# TUTORIAL: How to get FREE space in Windows?



## Vishal Gupta (Jan 6, 2007)

*Source:* *How to get FREE Space in Windows*

 Most of us face Lower Disk Space problem many times. Windows notifies us about the lower disk space and we are forced to delete some useless files or to resize the partition to get some free space.

I'm posting this tutorial to tell some methods to get as mush FREE space as we can.

But use it at your own risk. I'll not be responsible for any kind of damage/problem in your system. I hv been using these tips since many years and never faced any problem.

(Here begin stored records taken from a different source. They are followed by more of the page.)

PR #1148, opened 2015-05-13
Add a collection size service that queries solr for collect size info…

### LINKED ISSUE #1120: Collection Size
Collection Size must include the size of a work.

At this line: https://github.com/projecthydra/sufia/blob/master/sufia-models/app/models/concerns/sufia/collection_behavior.rb#L21

Works do not have content to determine size from bytes.  Need to add in a work size, and allow the collection to get the size.

cam156:
…rmation. fixes #1120

### DIFF
--- a/app/search_builders/collection_search_builder.rb
+++ b/app/search_builders/collection_search_builder.rb
@@ -1,7 +1,9 @@
 class CollectionSearchBuilder < Blacklight::Solr::SearchBuilder
   include Hydra::Collections::SearchBehaviors
 
-  attr_reader :item
+  def item
+    scope.item
+  end
 
   # include filters into the query to only include the collection memebers
   def include_item_ids(solr_parameters)
@@ -9,9 +11,9 @@ class CollectionSearchBuilder < Blacklight::Solr::SearchBuilder
     solr_parameters[:fq] << "hasCollectionMember_ssim:#{item.id}"
   end
 
-  def initialize(item, processor_chain, scope)
-    super(processor_chain, scope)
-    @item = item
+  def include_contained_files(solr_parameters)
+    solr_parameters[:fq] ||= []
+    solr_parameters[:fq] << "{!join from=generic_files_tesim to=id}{!join from=hasCollectionMember_ssim to=id}id:#{collection.id}"
   end
 
 end
--- a/app/services/sufia/collection_member_service.rb
+++ b/app/services/sufia/collection_member_service.rb
@@ -23,7 +23,7 @@ module Sufia
     end
 
     def collection_search_builder
-      @collection_search_builder ||= CollectionSearchBuilder.new(item, [:include_item_ids, :add_paging_to_solr], self)
+      @collection_search_builder ||= CollectionSearchBuilder.new([:include_item_ids, :add_paging_to_solr], self)
     end
 
   end
--- a/app/services/sufia/collection_size_service.rb
+++ b/app/services/sufia/collection_size_service.rb
@@ -1,0 +1,37 @@
+# returns a list of solr documents for collections the item is a part of
+module Sufia
+  class CollectionSizeService
+    include Blacklight::Configurable
+    include Blacklight::SearchHelper
+
+    attr_reader :collection
+
+    self.copy_blacklight_config_from(CatalogController)
+
+    def self.run(collection)
+      new(collection).collection_size
+    end
+
+    def initialize(collection)
+      @collection = collection
+    end
+
+    def collection_size
+      query = collection_search_builder.rows(max_collection_size).merge({ fl:[size_field] })
+      resp = repository.search(query)
+      resp.documents.reduce(0) { |total, doc| total += doc[size_field].blank? ? 0 : doc[size_field][0].to_f }
+    end
+
+    def collection_search_builder
+      @collection_search_builder ||= CollectionSearchBuilder.new([:include_contained_files, :add_paging_to_solr], self)
+    end
+
+    def size_field
+      Solrizer.solr_name(:file_size, :symbol)
+    end
+
+    def max_collection_size
+      1000
+    end
+  end
+end
--- a/spec/presenters/sufia/collection_presenter_spec.rb
+++ b/spec/presenters/sufia/collection_presenter_spec.rb
@@ -8,7 +8,7 @@ describe Sufia::CollectionPresenter do
                             :language, :identifier, :based_near, :related_url] }
   end
 
-  let(:collection) { Collection.new(description: 'a nice collection', title: 'A clever title') }
+  let(:collection) { Collection.new(id: '111', description: 'a nice collection', title: 'A clever title') }
   let(:presenter) { described_class.new(collection) }
 
   describe "#terms_with_values" do
--- a/spec/services/collection_size_service_spec.rb
+++ b/spec/services/collection_size_service_spec.rb
@@ -1,0 +1,78 @@
+require 'spec_helper'
+
+describe Sufia::CollectionSizeService do
+
+
+  let(:coll1_attrs) {{ id: 'col1', title_tesim: ['A Collection 1'], hasCollectionMember_ssim: works }}
+
+  let(:coll1) { SolrDocument.new(coll1_attrs) }
+
+  before do
+    ActiveFedora::SolrService.add(coll1_attrs)
+    ActiveFedora::SolrService.commit
+  end
+
+  describe "#run" do
+    subject { Sufia::CollectionSizeService.run(coll1) }
+
+    context "a collection with works" do
+      let(:file1_attrs) {{ id: 'file_1111', title_tesim: ['A first generic file'], file_size_ssim: [50] }}
+      let(:file2_attrs) {{ id: 'file_2222', title_tesim: ['A second generic file'], file_size_ssim: [55] }}
+
+      let(:work1_attrs) {{ id: 'work_1111', title_tesim: ['A first generic work'], generic_files_tesim: files1 }}
+      let(:work2_attrs) {{ id: 'work_2222', title_tesim: ['A second generic work'], generic_files_tesim: files2 }}
+
+      let (:work1) { SolrDocument.new(work1_attrs) }
+      let (:work2) { SolrDocument.new(work2_attrs) }
+      let (:file1) { SolrDocument.new(file1_attrs) }
+      let (:file2) { SolrDocument.new(file2_attrs) }
+
+      let(:works) {[work1.id, work2.id]}
+
+      before do
+        ActiveFedora::SolrService.add(file1_attrs)
+        ActiveFedora::SolrService.add(work1_attrs)
+        ActiveFedora::SolrService.add(file2_attrs)
+        ActiveFedora::SolrService.add(work2_attrs)
+        ActiveFedora::SolrService.commit
+      end
+
+      context "that have files" do
+        let(:files1) {[file1.id]}
+        let(:files2) {[file2.id]}
+
+        specify "returns the correct size" do
+          expect(subject).to eq(105.0)
+        end
+      end
+
+      context "that do not have files" do
+        let(:files1) {[]}
+        let(:files2) {[]}
+
+        specify "returns zero size" do
+          expect(subject).to eq(0.0)
+        end
+      end
+
+      context "that some have files" do
+        let(:files1) {[file1.id]}
+        let(:files2) {[]}
+
+        specify "returns the correct size" do
+          expect(subject).to eq(50.0)
+        end
+      end
+    end
+
+    context "a collection without works" do
+      let(:works) {[]}
+
+      specify "returns zero size" do
+        expect(subject).to eq(0.0)
+
+      end
+    end
+  end
+
+end
--- a/spec/views/collections/_show_descriptions.html.erb_spec.rb
+++ b/spec/views/collections/_show_descriptions.html.erb_spec.rb
@@ -2,17 +2,19 @@ require 'spec_helper'
 
 describe 'collections/_show_descriptions.html.erb', :type => :view do
   context 'displaying a custom collection' do
+    let(:collection_size) { 123456678 }
     let(:collection) do
       mock_model(Collection,
                   resource_type: [], creator: [], contributor: [], tag: [],
                   description: '', title: 'hmm',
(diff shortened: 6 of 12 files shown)


app/search_builders/collection_search_builder.rb
```diff
@@ -9,9 +11,9 @@ def include_item_ids(solr_parameters)
     solr_parameters[:fq] << "hasCollectionMember_ssim:#{item.id}"
   end
 
-  def initialize(item, processor_chain, scope)
-    super(processor_chain, scope)
-    @item = item
+  def include_contained_files(solr_parameters)
+    solr_parameters[:fq] ||= []
+    solr_parameters[:fq] << "{!join from=generic_files_tesim to=id}{!join from=hasCollectionMember_ssim to=id}id:#{collection.id}"
```
mjgiarlo: I'm not that well versed on Solr joins. Could someone like @atz or @jcoyne or @cbeer comment on this line?

app/search_builders/collection_search_builder.rb
```diff
@@ -9,9 +11,9 @@ def include_item_ids(solr_parameters)
     solr_parameters[:fq] << "hasCollectionMember_ssim:#{item.id}"
   end
 
-  def initialize(item, processor_chain, scope)
```
mjgiarlo: It's not clear to me why `#initialize` is going away in favor of `#include_contained_files`. Could you say a bit about this change?

app/services/sufia/collection_member_service.rb
```diff
@@ -23,7 +23,7 @@ def list_collections()
     end
 
     def collection_search_builder
-      @collection_search_builder ||= CollectionSearchBuilder.new(item, [:include_item_ids, :add_paging_to_solr], self)
+      @collection_search_builder ||= CollectionSearchBuilder.new([:include_item_ids, :add_paging_to_solr], self)
```
mjgiarlo: Related to the above: can you say a bit about this change?

app/services/sufia/collection_size_service.rb
```diff
@@ -0,0 +1,34 @@
...
+
+    def self.run(collection)
+      new(collection).collection_size
+    end
+
+    def initialize(collection)
+      @collection = collection
+    end
+
+    def collection_size()
```
mjgiarlo: Remove parens.

app/services/sufia/collection_size_service.rb
```diff
@@ -0,0 +1,34 @@
...
+      query = collection_search_builder.rows(1000).merge({ fl:[size_field]})
```
mjgiarlo: What does the hard-coded `1000` represent?  Should this be a constant with a descriptive name, so folks know what it is and can override it?

mjgiarlo: Also, trivial spacing issue:

...`.merge({ f1: [size_field] })`

app/services/sufia/collection_size_service.rb
```diff
@@ -0,0 +1,34 @@
...
+      resp = repository.search(query)
+      resp.documents.reduce(0) { |total, doc| total += doc[size_field].blank? ? 0: doc[size_field][0].to_f }
```
mjgiarlo: Add a space between the zero and the colon.

app/search_builders/collection_search_builder.rb
cam156: @mjgiarlo I used the same mechanics as Hydra::Collections::SearchBehaviors instead of passing in an item to the initializer.  The only reason to override the initializer was to allow for item to be passed in.

see: https://github.com/projecthydra/hydra-collections/blob/master/lib/hydra/collections/search_behaviors.rb#L3-L5

When I added the additional method that did not use item it did not make sense to me to force a nil to be passed in.

app/services/sufia/collection_size_service.rb
```diff
@@ -0,0 +1,34 @@
...
+    end
+
+    def collection_search_builder
+      @collection_search_builder ||= CollectionSearchBuilder.new([:include_contained_files, :add_paging_to_solr], self)
+    end
+
+
```
mjgiarlo: Remove this blank line.

spec/presenters/sufia/collection_presenter_spec.rb
```diff
@@ -8,7 +8,7 @@
                             :language, :identifier, :based_near, :related_url] }
   end
 
-  let(:collection) { Collection.new(description: 'a nice collection', title: 'A clever title') }
+  let(:collection) { Collection.new(id: '111', description: 'a nice collection', title: 'A clever title') }
```
mjgiarlo: Can you say why you need to add an ID for these tests to pass?

spec/services/collection_size_service_spec.rb
```diff
@@ -0,0 +1,78 @@
+require 'spec_helper'
+
+describe Sufia::CollectionSizeService do
+
+
+  let(:coll1_attrs) {{ id: 'col1', title_tesim: ['A Collection 1'], hasCollectionMember_ssim: works }}
```
mjgiarlo: Sorry if I missed this, but where is "works" defined at the end of this line?

spec/services/collection_size_service_spec.rb
```diff
@@ -0,0 +1,78 @@
...
+
+  let (:coll1) { SolrDocument.new(coll1_attrs) }
```
mjgiarlo: Remove space between `let` and the opening paren.

spec/services/collection_size_service_spec.rb
mjgiarlo: nm, found it.

app/services/sufia/collection_size_service.rb
mjgiarlo: Just curious why you chose floats vs. fixnums for size? Is the size returning # bytes or what?

spec/views/collections/_show_descriptions.html.erb_spec.rb
```diff
@@ -13,6 +13,7 @@
     end
     before do
       assign(:presenter, presenter)
+      allow(Sufia::CollectionSizeService).to receive(:run).and_return(123456678)
```
mjgiarlo: Is this just here so that things don't blow up?  If so, maybe just end at `receive(:run)`?  Having the return value there suggests it's relevant for the tests but I'm guessing it's a garbage value.

sufia-models/app/models/concerns/sufia/works/curation_concern/with_generic_files.rb
```diff
@@ -5,7 +5,7 @@ module WithGenericFiles
 
       included do
         # This used to have a hasFile relation when in hydra-works.  That does not seem to exist so I am using hasPart instead
-        has_many :generic_files, predicate: ActiveFedora::RDF::Fcrepo::RelsExt.isPartOf, class_name: "GenericFile"
+        has_many :generic_files, predicate: ActiveFedora::RDF::Fcrepo::RelsExt.hasPart, class_name: "GenericFile"
```
mjgiarlo: I see the comment on line 7 but i'm not clear on why Sufia should be doing this if Hydra::Works is.  Is it not?  Is this one of those areas where we have temporary code that will go away when we're more fully based on HW?  `hasPart` is clearly preferable to `isPartOf` here, but I would think HW already defines this relationship for us.

spec/services/collection_size_service_spec.rb
```diff
@@ -0,0 +1,78 @@
...
+  before do
+    ActiveFedora::SolrService.add(coll1_attrs)
+    ActiveFedora::SolrService.commit
+  end
+
+  describe "#run" do
+    subject { Sufia::CollectionSizeService.run(coll1) }
+
+    context "a collection with works" do
+      let(:file1_attrs) {{ id: 'file_1111', title_tesim: ['A first generic file'], file_size_ssim: [50] }}
```
mjgiarlo: Why is file_size an array?

sufia-models/app/services/sufia/generic_file_indexing_service.rb
```diff
@@ -5,6 +5,7 @@ def generate_solr_document
         solr_doc[Solrizer.solr_name('label')] = object.label
         solr_doc[Solrizer.solr_name('file_format')] = object.file_format
         solr_doc[Solrizer.solr_name('file_format', :facetable)] = object.file_format
+        solr_doc[Solrizer.solr_name(:file_size, :symbol)] = object.file_size[0]
```
mjgiarlo: Why is file_size returning an enumeration?

app/search_builders/collection_search_builder.rb
mjgiarlo: :ok_hand:

sufia-models/app/services/sufia/generic_file_indexing_service.rb
cam156: @mjgiarlo I do not know.  The file_size field was defined previously to this commit.  I am just using the existing field.

spec/services/collection_size_service_spec.rb
cam156: Not sure.  I has been one, I did not change the field in this PR.

sufia-models/app/services/sufia/generic_file_indexing_service.rb
mjgiarlo: OK, orthogonal to this PR, then.

sufia-models/app/models/concerns/sufia/works/curation_concern/with_generic_files.rb
cam156: We have not yet integrated HydraWorks into sufia.  This line will be removed once that happens, but for now the stop gap was invalid.

spec/services/collection_size_service_spec.rb
mjgiarlo: :ok: best not to change that in this PR then.

sufia-models/app/models/concerns/sufia/works/curation_concern/with_generic_files.rb
mjgiarlo: Ahh, very good.

spec/views/collections/_show_descriptions.html.erb_spec.rb
cam156: The test was checking to be certain the value was returned and show, so it is not just to keep it from blowing up but also to give the correct information to the view.

spec/services/collection_size_service_spec.rb
cam156: :ok_hand:

spec/views/collections/_show_descriptions.html.erb_spec.rb
mjgiarlo: Ah, I now see the value up above in "bytes".  Perhaps put this number into a let statement and use that variable (e.g., "bytes") in both places?

`let(:bytes) { 123456678 }`

spec/presenters/sufia/collection_presenter_spec.rb
cam156: The solr query now uses the ID to find the size.  The solr query fails without the id

app/services/sufia/collection_size_service.rb
cam156: :ok_hand:

app/services/sufia/collection_size_service.rb
cam156: I did not choose it, it was what solr returned, and how the file size was defined currently.

app/services/sufia/collection_size_service.rb
cam156: @mjgiarlo good idea.  I will create a method.

spec/presenters/sufia/collection_presenter_spec.rb
mjgiarlo: And in practice, in our code we shouldn't have any Collections without IDs, so no problem?

app/services/sufia/collection_size_service.rb
mjgiarlo: Okie dokie. For another PR at another time,then. :)

app/services/sufia/collection_size_service.rb
mjgiarlo: :+1:

spec/presenters/sufia/collection_presenter_spec.rb
cam156: Yes, that is the case.  id is a required field.  Even if it is not set it is passed to solr as "DONOTUSE" or something like that.

mjgiarlo: :cool:

spec/views/collections/_show_descriptions.html.erb_spec.rb
cam156: :ok_hand: I can do that.

mjgiarlo: Also, don't ever let our users see this number or they'll get funny ideas about how much they can upload. :wink:

app/search_builders/collection_search_builder.rb
atz: `_tesim` would be the wrong kind of field to store an ID in.  We don't want english text stemming on IDs.  (This kind of imprecision is common in our legacy hydra apps, too.)  As for whether the joins do exactly what you want them to in this context, I don't know enough about what is going into those fields to say.

atz: In general, Solr joins are not entirely like SQL joins.  They have stronger limitations: 
- only one "table" (solr core), so more like a self-join
- no fields returned out of the "from" docs

But JOINs are typically a place Solr performance goes to die.  Given this community's tendency to treat Solr as a far-away thing to be abstracted, encapsulated and otherwise misunderstood, I would regard the introduction of joins with skepticism.  Basically, it ain't a RDBS.  

Clues from Lucid: https://lucidworks.com/blog/solr-and-joins/

If I understand correctly that the current modeling has object-documents and collection-documents (read "document" here as "Solr document") in the same core, i.e. that we are joining on UNIQUE_ID, then we should expect worst case performance similar to the post's example.  My interpretation of that is that it would be acceptable on the scale of say, collections (~100's of IDs), but unacceptable on the scale of every-object-in-repo (~1M).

Following are some ways to get lots of free space:

*1.)* First thing is to use windows built-in "*Disk Cleanup*" application. You can right-click on a drive in My Computer and select "*Properties*" now click on "*Disk Cleanup*" button. Now select all given options, like "Downloaded Program Files", "Temporary Internet Files", "Compress old files", etc. Believe me you can get more than 1GB FREE space after using Disk Cleanup coz once I got approx. 1.5GB more FREE space after running Disk Cleanup  

Alternatively you can run "Disk Cleanup" directly from RUN dialog box by giving "*cleanmgr.exe*" command.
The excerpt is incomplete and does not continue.